#### What is required
Whenever a line in the entries includes the word "always", copy that line out.

[Stored records]
PR #5700, opened 2019-10-15
fix expected returned peer address values when opening channel.

fiatjaf:
2019-10-14-225221_549x219_scrot


SomberNight:
Thanks. I made some minor related clean-ups in a follow-up.

PR #5811, opened 2019-11-28
add SW wallets qt console password lock

zebra-lucky:
It is preferable to lock console on SW wallets with keystore encryption


SomberNight:
Why do you think this is needed?

zebra-lucky:
If wallet leaved open, someone else can get aceess to sensitive info.

SomberNight:
Such as? Ciphertext of seed words? Some examples might be nice.
Much privacy compromising info is already accessible in such a scenario without using the console; such as your xpub.

zebra-lucky:
GC sometime can have xprv.

zebra-lucky:
I'm sorry, it was possible false about xpriv, trying to find again and noting was found.
But in garbage collector there is huge amount of data, maybe somethen else can be found.

ecdsa:
this is the wrong approach.
if private keys remain in memory after they have been used, then we should clear them.
building a fence around the python console is not going to make things safer

zebra-lucky:
About a false positive: I'm switching password on-off and make a dump in a file.
Now seems that xprv was from a paswordless variant, so xprv does not remains in gc.
Maybe some data from qt widgets can be found, not sure about it.

zebra-lucky:
found a bug, when console is not show in menu, widget is displayes, will add fix today

SomberNight:
If there is secret material in memory left uncleared, that is e.g. accessible from the console, we should try our best to fix that and clear it, as said already in the thread.

The solution proposed here feels hackish. Not in implementation but in idea. Putting a Qt widget on top of the console only protects against a very limited set of attack vectors, namely the scenario where the wallet owner left Electrum running with a wallet open, they left the OS unlocked, and an attacker gains complete control of the OS (by e.g. physically controlling the mouse/keyboard).

If someone physically accesses your computer, they might just dump the memory of the python process.

PR #5820, opened 2019-12-05
ECDSA signatures: grind low R to match with Bitcoin Core (take 2)

SomberNight:
Supersedes and closes https://github.com/spesmilo/electrum/pull/4655

This matches with what Bitcoin Core implements: https://github.com/bitcoin/bitcoin/pull/13666


SomberNight:
Note: somewhat annoyingly, [Bitcoin Core does not grind R when signing messages](https://github.com/bitcoin/bitcoin/blob/d8a66626d63135fd245d5afc524b88b9a94d208b/src/key.cpp#L252); while we do with this change (as we would always grind)

SomberNight:
After some consideration, I think it has no significance that Bitcoin Core does not grind R when signing messages.
It's good to try to imitate Bitcoin Core regarding on-chain behaviour; but not much benefit re message-signing.

It's not even just message-signing vs transaction-signing. E.g. we also sign data for LN gossip messages (e.g. channel updates). I would rather not draw an arbitrary line and say when we grind R and we don't. It is simply cleaner to do it all the time.

SomberNight:
Note: as a sanity check, I've tested signing a few PSBTs with both Electrum and Bitcoin Core 0.19, and they generated identical signatures as expected.

JeremyRand:
> Note: somewhat annoyingly, [Bitcoin Core does not grind R when signing messages](https://github.com/bitcoin/bitcoin/blob/d8a66626d63135fd245d5afc524b88b9a94d208b/src/key.cpp#L252); while we do with this change (as we would always grind)

@SomberNight Did the Bitcoin Core devs provide any justification for this decision (if it was intentional)?

SomberNight:
@JeremyRand I could not find one.

Note that grinding for low R makes the sig generation take 2x more time on average,
and the motivation for having a low R is to save 1 byte when encoding the signature in DER.

1. signatures for on-chain transactions (atm) are all DER encoded -- they will not be in witness v1 txns in the future (which use Schnorr signatures (BIP-340))
2. signatures for text messages use "compact sigs" so no savings there
3. signatures for lightning gossip messages use "compact sigs" so no savings there

- Bitcoin Core implements (1) and (2), and [only grinds for (1)](https://github.com/bitcoin/bitcoin/blob/d8a66626d63135fd245d5afc524b88b9a94d208b/src/key.cpp#L252).
- Electrum implements (1) and (2) and (3), and grinds for all.
- c-lightning implements (1) and (3), and [grinds for all](https://github.com/ElementsProject/lightning/pull/3220).

If one is really pedantic, it only really makes sense to grind for low R for (1), and only when those sigs will be DER encoded. OTOH I think it's nicer for the signing code not to care about what the signature will be used for.

JeremyRand:
@SomberNight Thanks for explaining.  Prior to this PR, the message signatures in the unit tests could be reproduced in Bitcoin Core.  If I understand correctly, this is no longer the case.  How can the message signatures in the tests be reproduced now?

JeremyRand:
@SomberNight It just seems weird to use signatures produced by Electrum in the tests for Electrum.  Sort of a circular correctness proof.  It makes more sense to me to produce the signatures in Bitcoin Core.  I suppose I could just produce signatures in Electrum and verify them in Bitcoin Core to make sure that they're valid without a circular correctness proof; is that the best available option?

Issue #5710, opened 2019-10-16
Receive tab needs to display only the address as well, not just the payment request URI


gits7r:
Currently, the withdraw-to-payment request is not implemented on most of the services, particularly exchange services that allow you to buy BTC and withdraw to your wallet. None of the biggest ones support withdrawing to payment request URI, instead, they only ask for the address. Same as for multiple services that offer bitcoin related services. All ask for a plain and simple 'receiving address' (if it's bech32 or not this is a different subject, but still they require just the address, not the payment request URI).

Users are used to "handing out a bitcoin address" in order to receive bitcoins from a friend or withdraw bitcoin from an exchange service, etc. It's not ideal to have them select just the address from the payment request URI and copy it because it's annoying and opens the door to mistakes.

Another downside is that our redesigned receive tab changed the long time behavior we had in previous versions where we would display the address in its own text field. On latest git master I can see there is a box in the right side of the receive tab where we can toggle from QR to Text, but it also displays the payment request URI instead of the plain and simple sole address.

I propose we should add 2 more tabs before and have a total of 4 possible representations:

1) Variant 1
a) Tab 1: Only Address (text), label = Address
b) Tab 2: Only Address (QR Code), label = Address (QR)
c) Tab 3: Payment request URI (text), label = Payment Request
d) Tab 4: Payment request URI (QR Code), label = Payment Request (QR)
The Tab displayed by default when is Tab 1: Address.

or
2) Variant 2
We add a right - left slider button with two positions: left and right, and describe left as "Address" and right as "Payment request URI". Default position is left (Address). Depending on each position of this slider, the tabs can be:

2.1 Slider set to Address (left) [DEFAULT POSITION]
a) Tab 1: Only Address (text), label = Address
b) Tab 2: Only Address (QR Code), label = Address (QR)

2.2 Slider set to Payment Request URI (right)
a) Tab 1: Payment request URI (text), label = Payment Request
b) Tab 2: Payment request URI (QR Code), label = Payment Request (QR)

Feel free to vote whichever you think will provide the best user experience. I am for Variant 1, so users have at hand the address if they need just the address as well as the URI if they need it. The right click menu from the bottom of the payment request window also includes a copy address link which is great and should stay there, so I think this should be sufficient.

SomberNight:
- This also affects the kivy GUI. It also currently displays bip21 URIs and QR codes. Imagine going to a bitcoin ATM and it rejecting your QR codes...
[...]

PR #5822, opened 2019-12-07
qt receive tab: show plain bitcoin address

SomberNight:
fixes https://github.com/spesmilo/electrum/issues/5710

pic3

<details>
 <summary>More pics</summary>

pic1
pic2
pic4
pic5

</details>

@gits7r @ecdsa

### DIFF
--- a/electrum/gui/qt/address_list.py
+++ b/electrum/gui/qt/address_list.py
@@ -227,7 +227,7 @@ class AddressList(MyTreeView):
             menu.addAction(_('Details'), lambda: self.parent.show_address(addr))
             persistent = QPersistentModelIndex(addr_idx)
             menu.addAction(_("Edit {}").format(addr_column_title), lambda p=persistent: self.edit(QModelIndex(p)))
-            menu.addAction(_("Request payment"), lambda: self.parent.receive_at(addr))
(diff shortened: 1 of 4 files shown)


SomberNight:
There is a lot of unused space on the left :/
Maybe the "incoming payments" list could occupy that; it could take up less X-axis space but more Y-axis space, if we force it on the left side of the QR code/receive address.

gits7r:
First or second one look good to me.
In the QR image box, by default the QR code representing the full payment request is shown, correct? And a second 'QR' button below the raw receiving address field needs to be pushed in order to QR display just the address, right? And will that be a pop-up or change the existing QR image above?

SomberNight:
> In the QR image box, by default the QR code representing the full payment request is shown, correct? 

Yes, the QR encodes the full BIP21 payment request.

> And a second 'QR' button below the raw receiving address field needs to be pushed in order to QR display just the address, right?

Yes

> And will that be a pop-up or change the existing QR image above?

It is a popup.

However, do note that I have checked the behaviour on 3.3.8 and the QR code in the Receive tab is encoding the full payment request there too. I think this has been the behaviour for a long time.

#### Solved exercise
Note: somewhat annoyingly, [Bitcoin Core does not grind R when signing messages](https://github.com/bitcoin/bitcoin/blob/d8a66626d63135fd245d5afc524b88b9a94d208b/src/key.cpp#L252); while we do with this change (as we would always grind)
> Note: somewhat annoyingly, [Bitcoin Core does not grind R when signing messages](https://github.com/bitcoin/bitcoin/blob/d8a66626d63135fd245d5afc524b88b9a94d208b/src/key.cpp#L252); while we do with this change (as we would always grind)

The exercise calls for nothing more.